Since then, as the market has entered a bear market, the development of the track has also come to a standstill. It wasn't until Trump's election that his de-regulated financial policies brought about a shift in the regulatory environment and renewed the market's focus on tokenised stocks, but at this time it had a new name, RWA. This paradigm emphasises the introduction of compliant issuers to issue tokens 1:1 guaranteed by real-world assets on-chain through compliant architecture design, and the creation, trading, redemption, and management of collateral assets are strictly implemented in accordance with regulatory requirements.

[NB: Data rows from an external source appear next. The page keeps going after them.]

PR #3187, opened 2020-05-01
Use next page title as the button in Getting Started

joeduffy:
This changes the "NEXT STEP >" button to use the title of the
next page in the flow, like "INSTALL PULUMI >", etc. The theory
is that this is more enticing to click as well as clearly
communicating what comes next.

As part of this, I changed the "CONFIGURE >" step to be a little
clearer; for now, I chose "CONFIGURE CLOUD ACCESS >" for AWS,
Azure, and GCP, and "CONFIGURE CLUSTER ACCESS >" for Kubernetes.

### DIFF
--- a/content/docs/get-started/aws/configure.md
+++ b/content/docs/get-started/aws/configure.md
@@ -1,7 +1,7 @@
 ---
-title: Configure | AWS
-h1: Configure
-linktitle: Configure
+title: Configure Cloud Access | AWS
+h1: Configure Cloud Access
+linktitle: Configure Cloud Access
 meta_desc: This page provides an overview of how to configure an AWS project.
 weight: 4
 menu:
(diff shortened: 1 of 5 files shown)


joeduffy:
For example:

image

joeduffy:
Agree on the awkwardness. I originally used:

> Configure AWS

But it seems odd also -- I mean, you're not actually configuring _AWS_, you're configuring _access_ to AWS. Am I being too pedantic?

cnunciato:
> But it seems odd also -- I mean, you're not actually configuring _AWS_, you're configuring _access_ to AWS.

I agree with you there, too, yeah. I figured since we're already using that phrasing elsewhere, it'd at least be consistent: page reads, "Next, we’ll configure AWS", followed by a button that says "Configure AWS" that when you click it, shows a page whose heading is also "Configure AWS". 

And I guess in a way, you sort of are configuring AWS in that it's the same configuration you'd use to configure the AWS SDK, as explained by the AWS Setup page, which is linked from this page (with a label of "Configure AWS").

joeduffy:
SGTM :+1:

PR #3198, opened 2020-05-01
scott lowe guest blog - redo images/tags

spara:


lblackstone:
The third image in that post is blurry as well

lblackstone:
Revisions LGTM

PR #3200, opened 2020-05-01
DO NOT MERGE: Google Optimize A/B Testing

zchase:
Playground for testing Google Optimize. Do not merge.

### DIFF
--- a/layouts/partials/head.html
+++ b/layouts/partials/head.html
@@ -110,15 +110,12 @@
     {{ end }}
 
     <script async defer src="https://buttons.github.io/buttons.js"></script>
-    {{- if eq hugo.Environment "production" }}
-    <!--Segment tracking-->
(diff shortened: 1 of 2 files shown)


zchase:
@cnunciato Google Optimize can cause a flicker to happen when showing a variant during an experiment. They recommend adding an anti-flicker snippet to the page but it can cause page performance issues. I put it after all of our other scripts because if I understand the documentation correctly the snippet should come after anything we might want to potentially capture within Optimize. What are your thoughts here? 

Docs: https://support.google.com/optimize/answer/7100284
Anti Flicker Script Explanation: https://developers.google.com/optimize/devguides/antiflicker

cnunciato:
Closing this but leaving the branch for reference (please remove if it's no longer needed).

The current market status of the stock RWA
, so let's introduce the current stockThe current state of the RWA market. Overall, the market is still in its early stages and is still dominated by US equities. According to RWA.xyz data, the total issuance of the current stock RWA market has reached: $445.40M, but it's worth noting that $429 of it The circulation of 84M is to be attributed to an underlying EXOD, which is the Exodus Movement, Inc.Issued on-chain shares, a software company focused on developing self-custodial cryptocurrency wallets, the company was founded in 2015 and is headquartered in Nebraska, USA. The company's shares are listed on the New York Stock Exchange (NYSE America) and allow users to migrate their common Class A shares toManaged on the Algorand blockchain, users can directly view the price of these on-chain assets in the Exodus Wallet, and the company's total market capitalisation is currently$1.5B。